Lindley, BTW are you Irish perhaps ? just noticed the thread title  :lol:


----------



## johndd (Nov 5, 2003)

Call me a synic :? if you like, but surely the only reason that a TBR is at all 'possible' (whether by VAGCOM or otherwise) is so that you NOTICE A DIFFERENCE after you have had the AVS service. Its a psychological 'value for money' ...... 'wow its so much more responsive' .... kind of feeling, isn't it?? :wink:

Having not experienced an AVS aftermath yet, as its not due until mid next year, I cannot comment of whether the TBR is actually performed by the stealer. However, it would be STUPID of them not to do so (Oh my, what am I saying!!  )


----------



## UK225 (May 12, 2002)

auditt260bhp said:


> stgeorgex997 - When I had Morgan (UK225) round with his Vagcom, he stated that this method doesn't actually perform a throttle reset and he showed me to prove the fact.
> 
> When done 'properly' with the Vagcom you can actually hear the throtle reset occurring under the bonnet indicated by several clicks. With the key trick, which I must admit to using prior to his advice, you wont hear it reset. It can therefore only be put down to a physcological feeling that you have made improvements.


Hmm..

I actually stated that the key in the ignition method doesnt always work, in fact more often than not it doesnt IMHO, but you can always force a calibration with VAG -COM.

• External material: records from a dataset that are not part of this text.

PR #361, opened 2019-02-15
Add EthersWrappedWallet to colony-js-client

ryanchristo:
## Description

This pull request uses `EthersWrappedWallet` when passing a wallet instance to the adapter in the `getNetworkClient` method, allowing purser wallet instances to be used with `getNetworkClient`.

## Dependencies

**Added to `colony-js-client`**:

```
"@colony/purser-core": "^2.1.0",
"ethereumjs-tx": "^1.3.7",
```

### DIFF
--- a/packages/colony-js-client/src/getNetworkClient.js
+++ b/packages/colony-js-client/src/getNetworkClient.js
@@ -5,6 +5,7 @@ import EthersAdapter from '@colony/colony-js-adapter-ethers';
 import NetworkLoader from '@colony/colony-js-contract-loader-network';
 import { TrufflepigLoader } from '@colony/colony-js-contract-loader-http';
 import ColonyNetworkClient from './ColonyNetworkClient/index';
+import EthersWrappedWallet from './lib/EthersWrappedWallet/index';
 
 // This method provides a simple way of getting an initialized network client
 // that uses NetworkLoader for the remote network and TrufflePigLoader for a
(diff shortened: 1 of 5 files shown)


packages/colony-js-client/src/getNetworkClient.js
```diff
@@ -28,14 +29,12 @@ const getNetworkClient = async (network: string, wallet: any) => {
...
 
-  // Support offline wallets (wallets opened with purser)
-  if (!wallet.provider) Object.assign(wallet, { provider });
-
   // Initialize adpaters using ethers
   const adapter = new EthersAdapter({
     loader,
     provider,
-    wallet,
+    // $FlowFixMe
```
sprusr: Possibly some more comment to go with this (yeah sorry, I know I was the one who put this here!):

```js
// $FlowFixMe colonyJS types don't yet accept some methods as async
```

packages/colony-js-client/src/lib/EthersWrappedWallet/index.js
```diff
@@ -0,0 +1,145 @@
...
+import BigNumber from 'bn.js';
+import EthereumTx from 'ethereumjs-tx';
+import { utils } from 'ethers';
+import { isHex } from 'web3-utils';
+
+import type { ContractResponse } from '../../index';
+
+import type { TransactionOptions, TransactionRequest } from './types';
+
+type ContractResponseMeta = $PropertyType<ContractResponse<*>, 'meta'>;
```
sprusr: Can you put both of these in `types.js`?

packages/colony-js-client/src/getNetworkClient.js
ryanchristo: Hehe. Done.

packages/colony-js-client/src/lib/EthersWrappedWallet/index.js
ryanchristo: Done. 👍

chmanie:
Does this mean we can remove it from the dApp? Can we track that, maybe with an issue?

As has been said a battery disconnect/reconnect & you will definatley here clicking when using the key in the ignition method though.


----------



## lindley (Jul 17, 2002)

TTotal said:


> Lindley, BTW are you Irish perhaps ? just noticed the thread title  :lol:


Just realised myself   

Wondered what the hell you were on about at first - LOL


----------



## VERN (Jun 19, 2004)

ian sent you the apr info,hope you get it o.k :wink:

vern


----------



## storey (Feb 5, 2003)

Wak - Silly (but serious) question and any pointers: do you need to disconnect one or both battery terminals? How long should the terminal (s) be left disconnected for? Anything that I should watch for when disconnecting and will I then need to put in a the sceurity code again fro teh BOSE stereo?



Wak said:


> The Ignition method of adaptation is not a myth, its just that the requirement to run through adaptation is decided upon by the car and it therefore may or may not do it. In most cases it wont do it by default.
> 
> If you want to force it then disconnect the battery, allow 10 minutes for any circuits to discharge, reconnect and then try the ignition method for 6 seconds at least.... you "should" hear the clicking.
> 
> ...


----------



## Alexander-John (Aug 5, 2004)

lindley said:


> Finally have my VAGCOM working and messed around with a few things (enabled the rear fader on my BOSE in prep for wiring up my Infinity sub and did a TBR).
> 
> The throttle response is noticeably crisper and I can really feel a stronger pull at 3K when the blower kicks in.
> 
> Routine weekly procedure from now on


lindley my good man (woman?!)...where did you buy your VAGcom....and may I ask how much it was??? is it just a cable and software you can plug into a laptop??? :?


----------



## Wak (May 6, 2002)

You only need to disconnect 1 terminal.... disconnecting earth first and connecting earth last...always.

some cars do need the radio code some dont I'm not sure why but I believe there is a way of coding the radio to the ecu and it threfore remembers when powered up!


----------



## storey (Feb 5, 2003)

Wak - thanks. And earth is -ve yes? Does it matter how long you leave it disconnected for?

Ian



Wak said:


> You only need to disconnect 1 terminal.... disconnecting earth first and connecting earth last...always.
> 
> some cars do need the radio code some dont I'm not sure why but I believe there is a way of coding the radio to the ecu and it threfore remembers when powered up!


----------



## lindley (Jul 17, 2002)

Alexander-John said:


> lindley my good man (woman?!)...where did you buy your VAGcom....and may I ask how much it was??? is it just a cable and software you can plug into a laptop??? :?


Dude

Who you calling a woman?? I'll kick your ars* :wink:

Ordered the cale from Ross Tech in the US and downloaded the software from their website.

A very worthwhile investment for the money (can't remember :? ). Just get one!!

Mr Lindley


----------